Agentes do setor também destacam a necessidade de ajustes na política de conteúdo local do setor de petróleo. No fim de 2023, os percentuais de conteúdo local passaram de 18% para 30% na fase de exploração, e de 25% para 30%, na etapa de desenvolvimento da produção. Agora, dizem essas mesmas fontes, um dos projetos que estão em discussão com o Mdic e a Petrobras é a criação de uma espécie de “incentivo” financeiro ao conteúdo local.
Operário trabalha em reparo de navio no Estaleiro Mauá, no RJ — Foto: Custódio Coimbra
Novos estímulos
A ideia é criar um “bônus” para as petroleiras que ultrapassarem o nível mínimo de contratação nacional. Além disso, um dos projetos em discussão é o (PL) 02/2024, já aprovado na Câmara, que prevê a redução de 25 para dois anos do tempo para que o valor patrimonial de um navio possa ser depreciado em balanços financeiros. Com isso, haveria redução na base de cálculo de Imposto de Renda e Contribuição sobre Lucro Líquido (CSLL) das empresas de navegação, estimulando a contratação de novas embarcações.
Em outra frente, o governo também pretende adotar incentivos tributários a estaleiros semelhantes aos aplicados recentemente às montadoras de carros elétricos, aumentando o Imposto de Importação e o Imposto sobre Produtos Industrializados (IPI) dos importados no setor naval.
Executivos do setor temem que, sem essas alterações, a demanda de navios da Transpetro, subsidiária de navegação da Petrobras, vá para estaleiros no exterior porque os nacionais têm dificuldades na concorrência. Jean Paul Prates, presidente da estatal, disse recentemente que iniciou estudos para a contratação de mais sete plataformas, além das 14 já previstas até agora, para serem instaladas após 2028:
— Com essas encomendas mapeadas, vamos contribuir para o governo recriar um ambiente favorável ao investimento e fornecimento local, ajudando a reabilitação da indústria naval. É importante complementar isso com políticas públicas. Passou aquele período em que vinham de 12 a 15 concorrentes. Hoje temos dificuldade. Temos visto licitações desertas ou em que aparecem um ou dois fornecedores, e sempre os mesmos.
Grupo de trabalho no ministério
Ainda assim, há otimismo. Estima-se que ao menos 16 estaleiros no país têm condições técnicas de disputar contratos. Gisela Mac Laren, que comanda o estaleiro Mac Laren, no Grande Rio, conta que, nos últimos anos, teve de ocupar as instalações com prestação de serviços portuários:
— Isso tem baixíssima engenharia agregada. Estamos diante de um cenário promissor. Temos dois terminais portuários em Niterói com capacidade de atracar 15 embarcações e de construir 18 módulos simultaneamente. Felizmente há uma clareza da importância do setor para a geração de empregos atualmente.

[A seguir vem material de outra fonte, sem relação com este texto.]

PR #2068, opened 2018-09-10
WIP: Separate educator login from email, handle Bedford auth system

alexsoble:
# Who is this PR for?

Bedford Public Schools.

New Bedford and Somerville allow for querying LDAP by educator email. Bedford uses a different system which requires a separate login name or "short username". 

# What does this PR do?

Splits `email` from `login_name` in the educators table. 

+ Adds a migration that creates `login_name` as a field, auto-fills all New Bedford and Somerville educators to have login names equal to their current emails, then applies `null: false` migration.
  + This means that we can cut over to authenticating on `login_name` instead of `email` without changing anything for Somerville or New Bedford educators.
+ Updates import code to automatically set login name and email as the same for New Bedford and Somerville educators, while letting the two be different for Bedford using `PerDistrict`.

# Blockers

Still waiting on Bedford to send an example educators export CSV that will show me how to set educator emails for Bedford. 

# Deploy 

+ [ ] Merge and ship 
+ [ ] Watch the outcome of the `AddLoginToEducatorsTable` migration
+ [ ] Manually check that all New Bedford and Somerville educators have login names set

### DIFF
--- a/app/importers/rows/educator_row.rb
+++ b/app/importers/rows/educator_row.rb
@@ -8,9 +8,12 @@ class EducatorRow < Struct.new(:row, :school_ids_dictionary)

No Estaleiro Mauá, em Niterói, Arialdo Félix, diretor-comercial da companhia, em Niterói, diz que a empresa não foi envolvida na Lava-Jato, mas acabou sofrendo com a falta de encomendas. Tem atuado ultimamente no reparo e fabricação de estruturas submarinas.
— Para essas demandas temos um efetivo de 1,2 mil colaboradores. Mas já tivemos 6 mil postos de trabalho — diz Félix, que espera agora política abrangente para o setor. — É preciso proteger a indústria dos equipamentos importados que podem ser produzidos no país e proporcionar mais competitividade perante outras nações que subsidiam a sua indústria no mundo. Coreia do Sul, Cingapura e Japão são alguns exemplos do sucesso deste tipo de ação.
Procurado pelo GLOBO, o Mdic — liderado pelo vice-presidente Geraldo Alckmin — afirmou que o grupo de trabalho voltado à indústria naval estuda ações de curto, médio e longo prazo para o setor, envolvendo capacitação de mão de obra, fortalecimento da cadeia de fornecedores, investimentos em pesquisa, questões tributárias, compras públicas e mecanismos de financiamento.
“Tais políticas estão em construção, algumas ainda em fase de estudo, e devem ser finalizadas no segundo semestre”, informou a pasta em nota. A Petrobras afirmou que tem mantido “escuta ativa” do mercado nacional e estimula “que as empresas sanem eventuais pendências operacionais e de conformidade para que estejam aptas” às concorrências.